(Collected data entries)
——————————

PR #4485, opened 2021-01-08
Fix async lock

### LINKED ISSUE #4435: Continuously degrading performance in repeated one-way calls (S.SM 4.8, netcore3.1)
**Describe the bug**
When calling a one way service with reliable sessions repeatedly, the time to make the call continually increases on the client side.

**To Reproduce**
https://github.com/ssa3512/wcf-reliable-sessions/tree/perf-repro
1) Run the wcfasynctestservice project
2) From wcfasynctestclient directory run `dotnet run -f netcoreapp3.1`
Observe the call time gradually increase (starts at ~5ms and after a few minutes it is over 500ms)
3) From wcfasynctestclient directory run `dotnet run -f net472`
Observe the call time is consistently <10ms over any time frame

**Expected behavior**
Subsequent calls to a service are as performant as the first call

**Screenshots**
image

**Additional context**
I set up an azure function that is calling a legacy one way WCF service on a timer (every three minutes). This is designed to replace a windows service that is calling the service on a timer. I noticed over the span of 24 hours that the function execution time increased from ~10ms to about 2.5 seconds. Stopping and starting the app service immediately reset the execution time back to the expected 10ms.

Some notes from console app repro tests:
- Using a ClientBase implementation or ChannelFactory does not seem to make a difference
- Async vs sync does not seem to make a difference
- Using separate binding/contract/endpoint address objects does not seem to make a difference
- Reusing the proxy/leaving the channel open seems to alleviate the issue, but that isn't an option in my scenario as the function execution does not allow reuse of the channel from one execution to the next.
- Edit: This occurs with both NetTcpBinding and WSHttpBinding

mconnew:
Fixed a SocketConnection memory leak where we were pinning the SocketConnection and buffer in memory after the socket is closed due to not cancelling timers. NetFx doesn't actually support synchronous completion of Socket.SendAsync or Socket.ReceiveAsync so this bug wasn't discovered on NetFx. There was also a bug with not disposing the System.Threading.Timer instances at close. Switched back to IOThreadTimer that NetFx uses which is cheap to cancel.
Fixed IOThreadTimer issue where the first WaitableTimer wasn't being reset so could have caused what would effectively be an asynchronous while(true) loop.
Fixed AsyncLock to correctly use a static AsyncLocal instead of an instance. This was causing a memory leak. Adjusted logic to account for multiple AsyncLock's on the same ExecutionContext. This was the cause of #4435.
Fixes #4435
Other issues were found while investigating #4435


mconnew:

——————————

Retype the data in full, and keep every line identical to the original.

▶ **Exercise solution**
PR #4485, opened 2021-01-08
Fix async lock

### LINKED ISSUE #4435: Continuously degrading performance in repeated one-way calls (S.SM 4.8, netcore3.1)
**Describe the bug**
When calling a one way service with reliable sessions repeatedly, the time to make the call continually increases on the client side.

**To Reproduce**
https://github.com/ssa3512/wcf-reliable-sessions/tree/perf-repro
1) Run the wcfasynctestservice project
2) From wcfasynctestclient directory run `dotnet run -f netcoreapp3.1`
Observe the call time gradually increase (starts at ~5ms and after a few minutes it is over 500ms)
3) From wcfasynctestclient directory run `dotnet run -f net472`
Observe the call time is consistently <10ms over any time frame

**Expected behavior**
Subsequent calls to a service are as performant as the first call

**Screenshots**
image

**Additional context**
I set up an azure function that is calling a legacy one way WCF service on a timer (every three minutes). This is designed to replace a windows service that is calling the service on a timer. I noticed over the span of 24 hours that the function execution time increased from ~10ms to about 2.5 seconds. Stopping and starting the app service immediately reset the execution time back to the expected 10ms.

Some notes from console app repro tests:
- Using a ClientBase implementation or ChannelFactory does not seem to make a difference
- Async vs sync does not seem to make a difference
- Using separate binding/contract/endpoint address objects does not seem to make a difference
- Reusing the proxy/leaving the channel open seems to alleviate the issue, but that isn't an option in my scenario as the function execution does not allow reuse of the channel from one execution to the next.
- Edit: This occurs with both NetTcpBinding and WSHttpBinding

mconnew:
Fixed a SocketConnection memory leak where we were pinning the SocketConnection and buffer in memory after the socket is closed due to not cancelling timers. NetFx doesn't actually support synchronous completion of Socket.SendAsync or Socket.ReceiveAsync so this bug wasn't discovered on NetFx. There was also a bug with not disposing the System.Threading.Timer instances at close. Switched back to IOThreadTimer that NetFx uses which is cheap to cancel.
Fixed IOThreadTimer issue where the first WaitableTimer wasn't being reset so could have caused what would effectively be an asynchronous while(true) loop.
Fixed AsyncLock to correctly use a static AsyncLocal instead of an instance. This was causing a memory leak. Adjusted logic to account for multiple AsyncLock's on the same ExecutionContext. This was the cause of #4435.
Fixes #4435
Other issues were found while investigating #4435


mconnew:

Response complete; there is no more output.